Extracted records Start Marker
PR #5474, opened 2023-01-16
Dynamic Station Economies

Web-eWorks:
...Feature freeze can't catch me if I type fast enough!

In all seriousness, this is a down-to-the-wire PR delayed by a round of sickness and a PC rebuild, but one that may prove to be one of the bigger features of the patch. This PR completely rebalances the economic system of Pioneer, providing a (perhaps too generous) 40-50% profit margin for savvy pilots who can sniff out the perfect pair of systems and stations to trade between - but punishes traders who get too complacent with seriously diminishing returns for running the same route too often.

The headlining feature of this PR is of course the "dynamic" economy for stations - we now have a proper supply-and-demand economic system where each station has its own set of commodities produced and consumed (and associated quantities for each), though the system is not quite as well-rounded as I'd like due to the paucity of good input data - I've shoehorned this all in to the existing three major economic archetypes, when I'd really like to split our commodities between 6-8 economic subtypes with more sane production and consumption rates... something for another PR.

Of note: the economic simulation is not "dynamic" in that prices change over time naturally. The existing behavior of station stocking is preserved in that stations will restock / increase demand back to an "equilibrium" value but once reaching that will remain in steady-state until the player takes an action. This is also a subject for another PR.

A secondary feature is an improved trade calculator tool (still WIP as of this writing) that provides extremely "cheaty" information on exactly which system/station has the best trade prices for a commodity (available for developers via alt-click) as well as providing more reasonable information about a station's economic flow for all commodities, similar to the existing system trade tool.

https://user-images.githubusercontent.com/4218491/212623201-1d02e669-af98-48d2-902d-ca1de5aa7eb2.mp4

The commodity market (the video shows an outdated version) now displays the station's local import/export disposition of a commodity, and if the player has a trade computer mounted additionally displays the interstellar import/export nature of a commodity.

I've also included a slightly-opinionated change to increase the easy/medium start's amount of available credits - as in-system missions don't pay much more than fuel cost and immediately running to an interstellar mission to make money isn't the greatest new-player introduction. On a meta level, this also balances removing the Sinonatrix from the easy start with a bit of extra cash instead :smile:

## TESTING REQUIRED

This branch was written hurriedly and not thoroughly tested, so I'd really appreciate everyone reading this PR description downloading a build from the Checks section and testing the economic behavior specifically - you can cheat in money with the Ctrl+I menu (as well as give yourself a better ship for bulk trading) and get setup for trading that way.

[...]

PR #6199, opened 2025-08-04
Add context-based station economic industries

### LINKED ISSUE #5889: Traders' stock/demand values don't get updated on sell
When I trade with traders from bulletin board, their "in stock" and "demand" values don't get updated when I buy or sell items. This happens both with fuel and illegal traders. As a result, I can sell more than their demand is, as opposed to the normal trade where you can't sell more than they need. Using 20240710 version for Windows

sturnclaw:
In short, this PR finishes the placeholder economic simulation that was introduced in #5474. It replaces the three-factor random roll which determined whether a commodity was imported or exported at a station with a set of context-dependent starport industries which consume and produce goods, adds a local "trade neighborhood" modelling short-hop NPC trading between stations around the same primary body, and models long-term oversaturation of commodity trades at markets.

**Please consider this PR an open call for content!**

I've provided a basic set of starter industries, but this is by no means a complete set and I would welcome contributions! New industries do not have to have a wholly unique set of commodities; additional variants of existing industries tailored for unique situations (e.g. high-temperature volcanic worlds might have a special metal smelting industry?) are strongly encouraged.

At current, the PR is "feature complete" however there are some aspects I'd like to explore adding before final merge:
- [ ] ~~Add a neighborhood context for condition tags (e.g. propagate the gas giant tag to starports on its moons).~~ Not used at this time. No current use, introduces hierarchical constraints.
- [ ] ~~Add govtype condition tags to system-wide context. (This would allow for government or economy-specific industries, e.g. Collective Industry for communist govtypes instead of Civil Industry.)~~ Not used at this time. Trivial to add.
- [x] Add a more intelligent system for selecting starport industries. ~~Current thought is a set of "upgrade trees" which are predicated on condition tags (e.g. build ore mine, then build refinery, then build heavy industry). Starport industries would be selected from the valid set of upgrade trees.~~ Implemented as per-industry build-next list, with condition tag and random-chance support.
- [x] Balancing existing commodity prices and quantities.
- [x] Adding additional commodities to round out production chains and create more rational supply/demand networks. (e.g. Rare Ores, Luxury Goods, *medical precursors that aren't food*, etc...)
- [ ] ~~Displaying industries present at a station in the map screens and on the station's comms page.~~ Not relevant at this time.
- [x] Write a full system description for developers in codedoc.
- [ ] Write a full system description for modders / content authors in devdocs.

The condition tags system should be somewhat self-documenting; it works by comparing named fields of the `SystemBody` object to a literal number or string. A few additional condition tags are directly injected into the context evaluated by industries so as to reduce the number of custom-authored condition definitions. An additional documentation pass is probably required on the conditions system, as Conditions.lua is somewhat lacking in documentation.


data/economy/conditions/basic.json
```diff
@@ -0,0 +1,78 @@
...
+		"conditions": [ "gravity <= 3.3" ]
+	},
+	"low_gravity": {
+		"context": "planet",
+		"conditions": [ "gravity > 3.3" ]
+	},
+	"norm_gravity": {
+		"context": "planet",
+		"conditions": [ "gravity > 6.0" ]
+	},
```
mwerle, line 17: Without reading code, how do these conditions prevent a planet with gravity "7.5" from being both "low_gravity" and "norm_gravity"?  

While this might be more concise, I think it would be more readable to make the conditions explicit, like was done for the atmosphere conditions below,  ie:

```
	"low_gravity": {
		"context": "planet",
		"conditions": [ "gravity > 3.3", "gravity <= 6.0" ]
	},
```

---

Secondly, what is the unit here? I would assume `g`, but given the definitions I'm guessing `m/s²`.  It would be good to document things like this.

---

Thirdly, is there a reason a definition for "high_gravity" and/or "extreme_gravity" are missing? Might have some interesting industries in those places.. 

---

Also, is there a way to `OR` conditions?

data/economy/conditions/basic.json
```diff
@@ -0,0 +1,78 @@
...
+		"conditions": [ "atmosDensity >= 0.1", "atmosDensity < 1.0" ]
+	},
+	"atmos_unbreathable": {
+		"context": "planet",
+		"conditions": [ "atmosDensity >= 1.0", "atmosOxidizing <= 0.7" ]
+	},
+	"atmos_breathable": {
+		"context": "planet",
+		"conditions": [ "atmosDensity >= 1.0", "atmosOxidizing > 0.7" ]
+	},
```
mwerle, line 33: Is the "atmosDensity" in units  of bar? If so, it is definitely possible to breathe atmospheres significantly less than a bar. The limiting factor for humans is a PPO2 of about 18%, which is a combination of oxygen content and pressure. There are, of course, other factors at play (at some point lack of pressure leads to pressure injuries), but there are human settlements at altitudes around 5km which have an air pressure of only around 1/2 bar (based on a quick internet search) - this actually results in a PPO2 of only around 11%, so people living at those altitudes need lengthy adaptations and/or genetic predisposition. 

Conversely Gemini astronauts breathed pure oxygen at only about 1/3 bar pressure with no ill effects - this was a PPO2 of around 35%.

A PPO2 above 160% can lead to oxygen toxicity, so a super-dense atmosphere even with a low oxygen content may not be breathable either.

(This is probably TMI for the context of Pioneer..)

data/economy/industries/agricultural.json
```diff
@@ -0,0 +1,62 @@
...
+			"fertilizer": 2,
+			"air_processors": 1,
+			"water": 4
+		},
+		"outputs": {
+			"fruit_and_veg": 3,
+			"grain": 3
+		},
+		"modifiers": {
+			"rare_microbial_life": [ "i:fertilizer-1", "o:*+1" ]
```
mwerle, line 16: While easy enough to figure out, is this all documented somewhere?

data/libs/Economy/Conditions.lua
```diff
@@ -0,0 +1,152 @@
...
+		elseif cond.op == Op.GE then
+			pass = val >= cond.value
+		elseif cond.op == Op.LE then
+			pass = val <= cond.value
+		end
+
+		-- Implicit AND between each condition
+		if not pass then
+			return false
+		end
```
mwerle, line 115: There is no scenario in which `OR` conditions might be useful?

data/libs/Economy/Industry.lua
```diff
@@ -0,0 +1,262 @@
...
+---@type table<string, integer>
+IndustryDef.outputs = {}
+
+-- Map of optional conditions to demand/production modifiers
+---@type table<string, Economy.IndustryModifier>
+IndustryDef.modifiers = {}
+
+-- Amount of workforce required to operate this industry
+IndustryDef.workforce = 1
+
```
mwerle: I didn't comment before, but what about using Slaves as workforce? Especially for industries such as remote (illegal?) mining or farming operations. Basically anything not hi-tech requiring lots of labour.

data/libs/Economy/Industry.lua
```diff
@@ -0,0 +1,262 @@
...
+local function parseModifierString(i, o, str)
+	local io, comm, effect, val = string.match(str, "([io]):(%g+)([%+%-])(%d+)")
+	local amt = effect == "-" and -tonumber(val) or tonumber(val)
+
+	if io == "i" then
+		i[comm] = (i[comm] or 0) + amt
+	else
+		o[comm] = (o[comm] or 0) + amt
+	end
+end
```
mwerle: I'd really love to see more descriptive variable names. It doesn't really cost anything these days.

`i` == `inputs`, `o` == `outputs`, `comm` == `commodity` etc.

Think about future maintainers reading this code in isolation instead of in a single PR.

data/libs/SpaceStation.lua
```diff
@@ -55,9 +55,9 @@ end
 local visited = {}
 local equipmentStock = {}
 
--- transientMarket is a cache for commodity markets initialized in unvisited stations
--- it's used to reduce the impact of looking up goods in stations that haven't been generated yet
-local transientMarket = utils.automagic()
+-- transientMarket is a cache for commodity markets associated with the curren stations
```
mwerle: Nitpick: spelling

```suggestion
-- transientMarket is a cache for commodity markets associated with the current stations
```

src/galaxy/SystemBody.h
```diff
@@ -118,7 +118,14 @@ class SystemBodyData {
 	fixed m_volatileLiquid; // 1.0 = 100% ocean cover (earth = 70%)
 	fixed m_volatileIces;	// 1.0 = 100% ice cover (earth = 3%)
 	fixed m_volatileGas;	// 1.225 = earth atmosphere density, kg/m^3
+	// TODO: atmosphere hydrogen-nitrogen ratio from mass, carbon-oxygen ratio from atmosCarbon
+	// (approximate the distribution of nitrogen vs. hydrogen by using the mass of the body; < 5 Me predominantly nitrogen, > 7 Me predominantly hydrogen)
+	// this differentiates nitrogen-rich and hydrogen rich atmospheres, as well as (hydro)carbon-rich from oxygen-rich atmospheres
+	// thus, an earth-like atmosphere would be atmosOxidizing = 0.3, atmosCarbon <= 0.05
```
mwerle, line 125: This does not match the "atmosBreathable" condition which requires "atmosOxidizing" to be ">0.7".

Line 32: 

https://github.com/pioneerspacesim/pioneer/pull/6199/files#diff-00965a8502cc3697fc7b3b329b8cf3df17cdd540c19daf13a8cff3c0bb3e0f47

data/libs/Economy.lua
```diff
@@ -3,24 +3,76 @@
...
+-- It models economies at the levels of individual starports, representing them
+-- as a collection of <Industries> which inform the supply and demand values
+-- of the local economy.
+--
+-- Any commodities which are not produced at a station are first sourced from
+-- the "local neighborhood"; commodities not produced locally are assumed to
+-- be imported from distant planets or via interstellar trade.
+--
+
+local AU = 149598000000
```
mwerle, line 34: Nitpick:

Common constants should really be somewhere centralised.. (utils?)

mwerle (commented):
Initial quick look, no playtesting yet.

Some questions, a few nitpicks. Overall LGTM (as far as I understand what's going on, which isn't very). Would appreciate some more detailed docs of how this is all supposed to work so reviews can compare against the design.

Bodasey:
Hard to contribute something without visualisation...but let's try some thoughts, hoping they are what you are looking for.

> * Adding additional commodities to round out production chains

We can make a commodity of every chemical element and base chemical compound (CH4, NH3, H2O, CO2, SiO2, FeO2, ...) depending on how detailed we want to model space mining and trade. E.g. "fertilizer" yet is a tailor made mixture of mainly Nitrogen, Phosphor, Kalium and other elements for different plants and environments.


Condition tags? Ok, let's list some natural resources on the bodies for the surface, crust, hydrosphere and atmosphere. 

> * Add a neighborhood context for condition tags (e.g. propagate the gas giant tag to starports on its moons).

Can be made, but even Hydrogen needs to be scooped and transported, and what about Venus and her CO2? => extended scoop equipment and even scoop missions?

Condition tags have to include type and intensity of energy sources (electric current from magnetic fields, wind, geothermal energy, solar radiation).

> * Add a more intelligent system for selecting starport industries.

Ok, I appreciate your model as intelligent enough if it generates a starport in the orbit around Venus who processes CO2 from her atmosphere with H2 from the outer solar system to Carbon ore and plastics with O2 as byproduct, or even better imports H2O from ice moons to get the H2 from fuel cells because you can directly use electric current from more than 2000W/m2 solar radiation which is far more efficient than the 1340W/m2 we get in Earth's orbit. O2 may then be shipped back to the gas giants to be used in fuel cells, which could be another additional commodity. And oh yes, fuel cells are a source of energy to be tagged if no other source is available, meaning a demand for H2 and O2.

(Airships would be a better solution to scoop gas for permanent industrial supply, shall we model them as orbiting objects?)

data/economy/conditions/basic.json
sturnclaw: 1. Some condition tags are intended as a "at least X" semantic. In this case, the `low_gravity` condition could/should be expressed as `min_low_gravity`, as the condition is intended to be used to select only bodies with at minimum 3.3m/s of surface gravity.
2. The unit is / should be specified in `SystemBody.h` and `data/meta/SystemBody.lua`. The explicit context that a condition definition is evaluated against is a SystemBody object, and the names here are the named fields of a SystemBody.
3. Condition tags were added during development to support industries added during development. The system is designed to be extremely extensible, so no attempt was made at defining a completely rigorous set of conditions "ahead of time".
4. There is no way to OR condition *requirements* together; condition tags represent "named facts" about a body, so all parts of a "fact" must be true for that "fact" to be true. The OR operator is instead expressed via the `conditions_any` field of an industry.

I'm not entirely opposed to adding an OR operator in there somewhere, but I'd need to see a convincing case that isn't expressible via the existing system to justify the added complexity of condition definitions, parsing, and evaluation.

data/economy/conditions/basic.json
sturnclaw: > Is the "atmosDensity" in units of bar?

No, Bar/Atm is a unit of pressure. Atmospheric density is measured in kg/m3, with earth having a 1.225kg/m3 density.

...yes, this is probably the wrong field to use to determine a breathable atmosphere. Suggestions for a minimum and maximum `surfacePressure` value for breathable atmosphere thresholds would be appreciated!

data/economy/industries/agricultural.json
sturnclaw: Not at the moment. During development, this was judged self-documenting (and not yet set in stone), so I have not yet written up documentation for modders.

data/libs/Economy/Conditions.lua
sturnclaw: See comment above regarding the `conditions_any` field.

data/libs/Economy/Industry.lua
sturnclaw: Workforce is currently completely unimplemented, as station populations are drawn completely randomly "out of a hat" at system generation time. I have nebulous plans for using the workforce value (aggregated across industries) to determine things like station immigration and goods consumption, or to limit industries from being present on smaller stations, but nothing fully developed at this time.

data/libs/Economy/Industry.lua
sturnclaw: I agree, both the conditions and industries files need to be cleaned up and documented.

src/galaxy/SystemBody.h
sturnclaw: This is correct. You'll notice that the current semantic model for atmospheres has Earth's atmosphere as `atmosOxidizing = 1.0`... which if taken literally, would mean the atmosphere is 100% O2. The current model has absolutely no way to differentiate between a carbon-dioxide atmosphere and a pure oxygen atmosphere, vs. a nitrogen, methane, or hydrogen atmosphere, other than magic number constants which are used to generate a flavor text string.

This comment describes a proposed physically-based system to be implemented at a later time, which expresses a sample earthlike atmosphere as ~30% O2, < 5% CO2, and the remainder N2 and trace gasses.

sturnclaw:
> We can make a commodity of every chemical element and base chemical compound

I appreciate the enthusiasm, but this is definitely not the direction we want to go. New commodities should be added because they fill a logical "gap" in a production chain or in commodity pricing, i.e. adding a "Chemicals" commodity produced at a refinery and consumed at a laboratory, or adding a high-value commodity to fill the gap between Robots and Precious Metals.

> Can be made, but even Hydrogen needs to be scooped and transported, and what about Venus and her CO2? => extended scoop equipment and even scoop missions?

Adding additional mission types, equipment, etc. is decidedly outside of the scope of this PR. It is the underlying assumption of this economic simulation that this sort of NPC trade is happening "in the background", and making these equilibrium activities visible to the player is a different topic.

> if it generates a starport in the orbit around Venus who processes CO2 from her atmosphere with H2 from the outer solar system to Carbon ore and plastics with O2 as byproduct, or even better imports H2O from ice moons to get the H2 from fuel cells because you can directly use electric current from more than 2000W/m2 solar radiation which is far more efficient than the 1340W/m2 we get in Earth's orbit. O2 may then be shipped back to the gas giants to be used in fuel cells, which could be another additional commodity. And oh yes, fuel cells are a source of energy to be tagged if no other source is available, meaning a demand for H2 and O2.

Condensing solid commodities from atmospheric gas is unlikely to be efficient enough to make a material difference to trade. Energy is not addressed by this economic simulation, as it is assumed that solar power and advanced microfusion using H2 provides more than enough power for industrial purposes.

For the most part, the complexity of simulation you describe above is not the focus of Pioneer. It can certainly be implied that all of this is happening in the background, carried out by the millions of people who inhabit star systems, but Pioneer is not a "tycoon" or economic-resource-management game and the player owning and managing a space station, etc. is a stated anti-goal of the project.

data/economy/conditions/basic.json
mwerle: 1. How are developers supposed to know whether a condition is an "at least" or a fully-specified condition without comments? Also, doesn't this mean that "min_low_gravity" means all bodies which have a gravity of greater than 3.3m/s²?  Sorry, but I am having difficulty understanding this one. If there are low-gravity industries, how can this condition be used to select bodies for them if even a 15m/s² body will match this condition?
2. Needing to cross-reference multiple files without context to understand something is not fantastic (imho). A comment would go a long way - even if the comment only refers to the source-of-truth in the other files. Please remember that not all contributors have dozens of years of experience with this codebase.
3. Ok, no worries. As long as it's understood that future industries may require adding condition tags..
4. Understood.

data/economy/conditions/basic.json
mwerle: As I said, for humans, "breathable" is a combination of surface pressure _and_ oxygen content (and absence of other toxic gases; inert gases don't matter). So might be a bit more complex..

Can the condition system generate derived units / have formulae as part of it? And/or call functions do so for it?

data/economy/industries/agricultural.json
mwerle: Anywhere to list  "todo" items so things like this won't be forgotten/pushed down the track ad infinitum? (Happy to help writing docs once I understand it sufficiently..)

data/libs/Economy/Industry.lua
mwerle: Ok. Hmm. Not sure I like having unimplemented stuff in the code base. We'll end up with half the codebase being placeholders which may or may not end up getting implemented (ok, being somewhat facetious here, obviously..)

Possibly add a comment saying so?

src/galaxy/SystemBody.h
mwerle: Ok, sorry, I don't understand the current mechanism so I'll close this comment.

data/economy/conditions/basic.json
sturnclaw: 1. Yes, `(min_)low_gravity` (intentionally) includes all bodies with at least 3.3m/s of surface gravity. If an industry should be limited to *only* 3.3-6.0m/s of surface gravity, the industry's `conditions` field could be something like `[ "low_gravity", "!norm_gravity" ]`. Alternatively, if the intent is to express a constraint that an industry can only exist in a low gravitational field or no gravity at all, the `conditions` field of an industry definition could instead require `[ "!norm_gravity" ]`.

    The philosophy here is that **conditions exist to serve industries**. If a constraint is not correctly expressing the semantic requirements of the industry definitions we have, it should be rewritten to either have different numeric values, a different name, or an entirely different condition added.

    As to developers understanding conditions - the list of conditions is two screens long, written in the most self-documenting way possible. Between *reading the list of conditions* and the documentation page I intend to author explaining the entire system for the use of modders/developers, I do not think there will be any confusion at all. Comments can certainly be added (just add a `"//": "..."` field in the JSON) but are intended to be unneeded as much as possible.

2. A comment where? I'm planning on a full documentation pass *most likely* in the [codedoc](https://codedoc.pioneerspacesim.net) but possibly also in the dev docs. Said documentation would fully explain the system, with links to the relevant documentation pages for allowed fields, etc.

data/economy/conditions/basic.json
sturnclaw: > Can the condition system generate derived units / have formulae as part of it? And/or call functions do so for it?

No, no, and no. The condition tags system is meant to be as simple as possible (JSON only, no dependencies, etc.) so that it can be moved into C++ and run at system generation time for microsecond-level performance impact. Any/all of the above is something that should be implemented as part of SystemBody instead, and the derived value stored/exposed as an attribute.

> As I said, for humans, "breathable" is a combination of surface pressure and oxygen content (and absence of other toxic gases; inert gases don't matter). So might be a bit more complex..

Simplifying the complex problem is fine. For the most part, condition tags will be invisible to the player, and there are a multitude of "hidden factors" which may influence *why* an atmosphere is breathable (terraforming efforts, generational genetic adaptations, cybernetic assistance, etc.) from a scientific/lore perspective.

Keep in mind that at current, a "breathable atmosphere" as the code considers it is an atmosphere with the magic number "atmosOxidizing" greater than a completely unspecified (and unscientific!) amount. Even when the model is improved, the player is unlikely to ever see the precise gas composition of an atmosphere.

If a "breathable atmosphere" is sufficiently multivariate or nonlinear such that it cannot be approximated as a two or three variable "box" on a graph, then I'd suggest it should be implemented as a computed quantity of a SystemBody and a new boolean (or scalar!) field `atmosBreathable` added for it instead.

data/economy/conditions/basic.json
mwerle: 1. Ok; I'm really sorry, but I find this set of conditions for gravity really confusing, especially when the conditions for atmospheres just below have specific bands. And needing to combine gravity conditions like that in an industry seems to me to also be unintuitive when the same isn't needed for atmospheres. I most certainly did not find it intuitive or self-documenting. But you can put it down to me being a numpty.
2. I was meaning a comment in the source. That's what people mostly read. But I'm sorry, I forgot this is `JSON` and doesn't natively support comments. One reason I somewhat dislike `JSON`. Having good docs (and reminding people to read them) is the next best thing. Closing.

data/economy/industries/agricultural.json
sturnclaw: Feel free to add a comment in this PR with a list of things to document - both you and I will be able to edit that list. I plan on merging documentation with this PR, so as to prevent it from being pushed down the track :)

data/libs/Economy/Industry.lua
sturnclaw: It will be present in the documentation pass, yes. I may strike it completely if I cannot find a compelling reason to use the workforce value; it may be simply out-of-scope for the depth of simulation that is appropriate for Pioneer.

data/economy/conditions/basic.json
mwerle: Ok, well out of scope for this PR :)

That said, I think it might be interesting to have fully-modelled (or at least better approximated) atmospheres at some point. I remember a discussion a while back talking about light scattering and realistic colours that would require/benefit from this as well.

And it could open exploration missions looking for new planets with specific atmospheric compositions - either for colonisation or specific industrial/mining applications.

sturnclaw:
Here's the ~~very short~~ skeleton of the high-level design of this system for review purposes:

1. Conditions are a data-driven way for mods (and the base game!) to express named semantics about individual bodies. They are meant to eventually be determined at system generation time in C++. Because they have access to a random number generator, they can be used by more than just the economic system; for example, conditions can be used as a way to designate planets with valuable flora/fauna (for scanning missions), rare ores (for @impaktor's mining machinery) or any other kind of "planetary feature" developers/modders can think of.

2.  Industries express the economic endeavors of a (logical) subregion of a starport. For surface ports, this is a number of buildings, for orbitals it's a chunk of the ring. Starports have a certain number of industry "slots" based on their population. Workforce is an abstract logarithmic quantity meant to express the amount of population required to operate an industry, but currently has no interaction with any of the systems in this PR.

3. Each industry expresses its production and consumption in a dimensionless logarithmic rate quantity called "flow". The rules for flow are simple, but intentionally inconsistent. An industry which produces a commodity with flow N can supply one other industry at that station with demand flow N, and two or more industries each with demand flow N-1. Two or more industries with supply flow N can supply a single industry with demand flow N+1, but can *never* satisfy an industry with demand flow N+2. The precise base of the logarithm used in flow is intentionally not defined, but varies from 2 to 10+.

    This "rule quirk" regarding industries satisfying N+1 demand is meant to provide a meaningful (if mostly invisible) effect to randomly generating multiple industries which produce or consume the same commodity at the same rate. Its concrete effect is that the rare station which consumes 6 flow of ore *twice* will have a higher sell price for ore than a station which only has one industry which consumes 6 flow of ore.

6. Flow is converted to a physical quantity via the supply/demand rates. The natural logarithm is used to determine how many discrete units of a commodity the station produces and consumes over an intentionally undefined period of time. Supply/demand rates determine the trade price of a commodity at a station, and are affected by the market's `history` value which records the player's interactions with the market.

7. All stations are assumed (currently) to be at an implicit equilibrium. This means that all commodity demand will be satisfied, regardless of how much of that demand is actually produced at the station. This is modeled via two mechanics: local and interstellar trade. Local trade allows any surplus flow (flow that meets or exceeds indigenous demand) from a nearby station to be consumed by the station with a deficit, and is imported at lower prices. Interstellar trade is the assumed source of the remaining deficit not satisfied by local trade, and is imported at significantly higher prices. Both local and interstellar trade are currently assumed to be happening in the background, and the responsibility for "visualizing" this process by instantiating NPCs is left to other modules like TradeShips.

Bodasey:
> Pioneer is not a "tycoon" or economic-resource-management game and the player owning and managing a space station, etc. is a stated anti-goal of the project.

As long as there are tradeable goods, you can play Pioneer in a "Transport Tycoon" or "Simutrans" mode...


> Condensing solid commodities from atmospheric gas is unlikely to be efficient enough to make a material difference to trade.

Maybe it is if you don't have an Earth nearby full of accumulated fossil carbon - or maybe it is if you have an Earth nearby with a mankind who finally has learnt the lesson how to handle them wisely...


Demanding Efficiency would, in the end, mean that spaceports must be generated by an economy simulation code based on natural resources. Even the starports on earth are mostly at the wrong place.


To make suggestions for what you want: What is the wished and upper limit target quantity of industries and tradeable commodities? How are byproducts handled, means can industries have more than one commodity as output, more than two commodities as output, as rubbish as commodity yet exists?

sturnclaw:
> To make suggestions for what you want: What is the wished and upper limit target quantity of industries and tradeable commodities? How are byproducts handled, means can industries have more than one commodity as output, more than two commodities as output, as rubbish as commodity yet exists?

The number of industry definitions has no hard limit. Avoiding too much granularity at this stage is desired (i.e. don't add a Mining Machinery Factory industry) as the industry system and number of discrete industries at a station are currently balanced around somewhat generic aggregations of multiple factories/companies/buildings into a logical "industry type".

As mentioned above, the number of commodities is something I'd like to avoid bloating, to keep each commodity feeling like it has an "identity" rather than disappearing into a sea of incredibly specific commodities. Additions for commodities should have a clear and defensible purpose.

Industries have any number of input and output commodities. Condition tags can be associated with modifiers to an industry's input and output commodities, which can increase and decrease commodity quantity and add new I/O commodities entirely.

data/libs/Economy.lua
```diff
@@ -38,395 +90,735 @@ Economy.TotalTradeFees = 2 * Economy.TradeFeeSplit
...
----@param commMarket table the current state of the commmodity market
-function Economy.UpdateCommodityPriceMod(sBody, key, commMarket)
-	local comm = Commodities[key]
-	if not comm then return 0 end
-
-	local maxStock = Economy.GetMaxStockForPrice(math.abs(comm.price))
-	local systemMod = sBody.system:GetCommodityBasePriceAlterations(key)
+--    sbody - SystemBody, the station for which to compute the equilibrium
+--    commodityId - string, the id of the commodity in question
+--
```
Gliese852, line 452: Need to add "supply" and "demand" arguments.

sturnclaw: Thanks!

data/libs/Economy/Industry.lua
sturnclaw: Workforce value has been struck completely; it makes sense in StarSector as a limiting mechanic for the player to build, but not in Pioneer where station population is determined before industries.

data/economy/industries/agricultural.json
sturnclaw: Modifiers are documented for developer use in `Industry.lua`. I plan on writing a documentation page on the JSON data format for modders in devdocs, but will not defer merge until doing so.

sturnclaw:
I am happy with this branch as-is. I've addressed all of the TODOs I had, improved the selection process for starport industries, tweaked balance on commodity prices and flows, and added a **new commodity**, Chemicals.

Chemicals are used as an intermediate step between grain/carbon ore and medicines, robots, and more. They occupy the price point Industrial Machinery had prior, with both industrial and farm machinery receiving a large boost in price to match their relatively small supply and demand quantities.

This branch attempts to remain a balance between commodity price and availability, with more widely produced commodities receiving lower prices. Additionally, the changes to commodity restock and long-term effects on supply and demand mean that higher-priced commodities are not necessarily going to be widely tradeable in large quantities (though the effectively infinite nature of inhabited space does limit the amount of impact any one station's market will have on trade viability).

I will not expect a rigorous re-review. I intend to document the data formats introduced in this PR more thoroughly in a content-creation page on the devdocs, but I will not be waiting on that for merge.

**! I intend to merge this PR no later than Friday, Jan 09 to allow adequate time for bugs to be found !**

@impaktor this will likely be a headlining feature for the release notes with multiple points related to how the economy now works. Please ping me on IRC once you start drafting the notes and I'll try to write a player-comprehensible introduction to the economy sim.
Extracted records End Marker
Search the data above for the string "probably". Report every line where it is found.

The condition tags system should be somewhat self-documenting; it works by comparing named fields of the `SystemBody` object to a literal number or string. A few additional condition tags are directly injected into the context evaluated by industries so as to reduce the number of custom-authored condition definitions. An additional documentation pass is probably required on the conditions system, as Conditions.lua is somewhat lacking in documentation.
(This is probably TMI for the context of Pioneer..)
...yes, this is probably the wrong field to use to determine a breathable atmosphere. Suggestions for a minimum and maximum `surfacePressure` value for breathable atmosphere thresholds would be appreciated!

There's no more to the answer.